Disclaimer #1 : I have already posted those problems elsewhere, but I was unlucky and received no answer.
Disclaimer #2 : The French and English notions of compact sets are notoriously different. I will try to write it right (and it might be actually easier in English).
So, let us take any topological space $(X, T)$. As a matter of prophylaxy, I will assume that $X$ is not empty. A subset $K$ of $X$ is said to be compact if, from any covering of $K$ by open sets one can extract a finite sub-cover.
My first question is: When are the compact subsets for the topology $T$ the closed subsets for another topology $T^*$ (modulo the whole space $X$)?

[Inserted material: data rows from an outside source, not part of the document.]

PR #563, opened 2020-01-27
feat: clarify batch/bulk response using 207 (#552)

### LINKED ISSUE #552: Add clarification to rule 152
We noted that rule 152 only says to always use 207 (not only in the partial failure case, but also in the success case) and always return batch responses, but doesn't have a rationale for this.

The reason was that we want to force the client to always look at the result, in order to not miss any problems. Also this way is less logic to implement in both client and server.

tkrop:
fixes #552.

### DIFF
--- a/chapters/http-status-codes-and-errors.adoc
+++ b/chapters/http-status-codes-and-errors.adoc
@@ -244,7 +244,7 @@ define the following approach:
   failure cannot be related to individual items of the batch or bulk request,
   e.g. in case of a general overload situation.
 
-* A batch or bulk response with status code {207} *always* returns as payload
+* A batch or bulk response with status code {207} as payload *always* returns
   a multi-status object containing sufficient status and/or monitoring
   information for each part of the batch or bulk request.
 
@@ -259,12 +259,12 @@ Nakadi's https://nakadi.io/manual.html#/event-types/name/events_post[`POST
 want to avoid  risks and expect clients to handle partial
 batch failures anyway.
 
-A proper bulk or batch response may look as follows:
+The bulk or batch response may look as follows:
 
 [source,yaml]
 ----
-Response:
-  description: standard batch response object.
+BatchOrBulkResponse:
+  description: batch response object.
   type: object
   properties:
     items:
@@ -284,7 +284,7 @@ Response:
           description:
             description: >
               Human readable status description and containing additional
-              failure context information.
+              context information about failures etc.
             type: string
         required: [id, status]
 ----
--- a/chapters/http-status-codes-and-errors.adoc
+++ b/chapters/http-status-codes-and-errors.adoc
@@ -231,12 +231,12 @@ about your request processing status or error situations.
 [#152]
 == {MUST} use code 207 for batch or bulk requests
 
-Some APIs are required to provide either _batch_ or _bulk_ requests
-using {POST} for performance reasons, i.e. for communication and
-processing efficiency. In this case services may be in need to signal
-multiple response codes for each part of an batch or bulk request. As
-HTTP does not provide proper guidance for handling batch/bulk requests
-and responses, we herewith define the following approach:
+Some APIs are required to provide either _batch_ or _bulk_ requests using
+{POST} for performance reasons, i.e. for communication and processing
+efficiency. In this case services may be in need to signal multiple response
+codes for each part of an batch or bulk request. As HTTP does not provide
+proper guidance for handling batch/bulk requests and responses, we herewith
+define the following approach:
 
 * A batch or bulk request *always* has to respond with HTTP status code
   {207}, unless it encounters a generic or unexpected failure before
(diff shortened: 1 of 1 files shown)


chapters/http-status-codes-and-errors.adoc
```diff
@@ -248,10 +248,44 @@ and responses, we herewith define the following approach:
   the service encounters a failure before looking at individual parts or,
   if an unanticipated failure occurs.
 
-The before rules apply _even in the case_ that processing of all
-individual part _fail_ or each part is executed _asynchronously_! They
-are intended to allow clients to act on batch and bulk responses by
-inspecting the individual results in a consistent way.
+The before rules apply _even in the case_ that processing of all individual
+parts _fail_ or each part is executed _asynchronously_! They are intended
```
whiskeysierra: > They are intended to

> This rules are intended to

chapters/http-status-codes-and-errors.adoc
```diff
@@ -248,10 +248,44 @@ and responses, we herewith define the following approach:
   the service encounters a failure before looking at individual parts or,
   if an unanticipated failure occurs.
```
tfrauenstein: editorial: propose to make it a bit more crispy:

* A batch request may return {4xx}/{5xx} status code, *only* if it is not related to the individual items of the batch (e.g. general server overload situation). Otherwise the batch request should *always* return HTTP status code {207}.

* A batch or bulk response with status code {207} *always* returns as payload a  multi-status object containing sufficient status and/or monitoring information for each item of the batch request.

chapters/http-status-codes-and-errors.adoc
```diff
@@ -248,10 +248,44 @@ and responses, we herewith define the following approach:
...
 
-The before rules apply _even in the case_ that processing of all
-individual part _fail_ or each part is executed _asynchronously_! They
-are intended to allow clients to act on batch and bulk responses by
-inspecting the individual results in a consistent way.
+The before rules apply _even in the case_ that processing of all individual
```
tfrauenstein: The before rules --> These rules

chapters/http-status-codes-and-errors.adoc
```diff
@@ -248,10 +248,44 @@ and responses, we herewith define the following approach:
...
+parts _fail_ or each part is executed _asynchronously_! They are intended
+to allow clients to act on batch and bulk responses in a consistent way by
+inspecting the individual results. This rules are intended to prevent
+misinterpretation base on global response codes, i.e. we explicitly reject
+the option to apply {200} for a completely successful batch as proposed in
```
tfrauenstein: This rules are intended to prevent misinterpretation base on global response codes, i.e. we ....
--> 
We ...

chapters/http-status-codes-and-errors.adoc
```diff
@@ -248,10 +248,44 @@ and responses, we herewith define the following approach:
...
+Nakadi's https://nakadi.io/manual.html#/event-types/name/events_post[`POST
+/event-types/{name}/events`] as short cut without inspecting the result.
```
tfrauenstein: ... because, we want to avoid misinterpretation risks and expect clients to anyway handle partial batch failures,

chapters/http-status-codes-and-errors.adoc
tkrop: I have tried to incorporate your improvements, except I'm not convinced that the general `207` rule should be subsequent to the `4xx/5xx` rule. Thus I have pushed it to the top.

tfrauenstein:
👍

chapters/http-status-codes-and-errors.adoc
```diff
@@ -231,27 +231,63 @@ about your request processing status or error situations.
...
+  properties:
+    items:
+      type: array
+      items:
+        type: object
+        properties:
+          id:
+            description: Identifier of batch or bulk request item.
+            type: string
+          status:
```
vadeg: Should we restrict it to HTTP status codes or custom status can be provided?

chapters/http-status-codes-and-errors.adoc
```diff
@@ -231,27 +231,63 @@ about your request processing status or error situations.
...
+Nakadi's https://nakadi.io/manual.html#/event-types/name/events_post[`POST
+/event-types/{name}/events`] as short cut without inspecting the result, as we
+want to avoid  risks and expect clients to handle partial
+batch failures anyway.
+
+A proper bulk or batch response may look as follows:
+
+[source,yaml]
+----
+Response:
```
vadeg: I am not sure up to which level we want to support `207` but [specification](https://tools.ietf.org/html/rfc4918#section-13) says
> Each 'response' element MUST have an 'href' element to identify the resource.

I checked some of our API's and have not found any that support this.

chapters/http-status-codes-and-errors.adoc
tkrop: I vote for custom status codes. That's why I suggested to represent the status with an (x-)enum.

chapters/http-status-codes-and-errors.adoc
tkrop: We reuse 207, however, we do not implement WebDAV. So we took the freedom to redefine the format to provide an identifier pointing to the request. This is how we can observe the current practice. A `href` would not be practically, I think.

tfrauenstein:
👍

tkrop:
@tfrauenstein @vadeg @ePaul Thanks for the feedback and discussion. I hope, I have addressed all your great suggestions. Please have a final look and give you consent.

tfrauenstein:
👍

tkrop:
:+1:

whiskeysierra:
:+1:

Trivially, any finite union of compact subsets is compact. If any intersection of compact subsets is compact, then the set of compact subsets plus $X$ are the closed subsets for some topology $T^*$ on $X$. One can see the open subsets of $(X,T^*)$ as the open neighborhoods of infinity for the Alexandroff compactification of $(X, T)$, without said infinity. If $(X,T)$ is Hausdorff then any intersection of compact sets is compact (this is because the compact sets are then closed). However, this condition is not necessary: with the coarse or cofinite topology, any subset is compact, so that any intersection of compact subsets is compact. Do the topological spaces for which this property holds have a name, or a characterization?
My second question is: Assuming that the property discussed above is satisfied, is there anything interesting to be said about the operation $T \to T^*$?
For instance, if $T$ has the property that any intersection of compact subsets is compact, then does $T^*$ have the same property? This would be important as it would allow us to iterate the operation $T \to T^*$. In addition, it looks like $T^*$ can be seen, in some cases, as a dual topology on $X$. If $T$ is the coarse topology on $X$, then $T^*$ is the discrete topology, and $T^{**}$ is the cofinite topology. Then the sequence stabilizes, as $T^{***}$ is again the discrete topology. In a similar way, If $T$ is the usual topology on $\mathbb{R}^d$, I think (I have not written down the argument properly) that $T=T^{**}$. Are those special cases, or is there a more general pattern?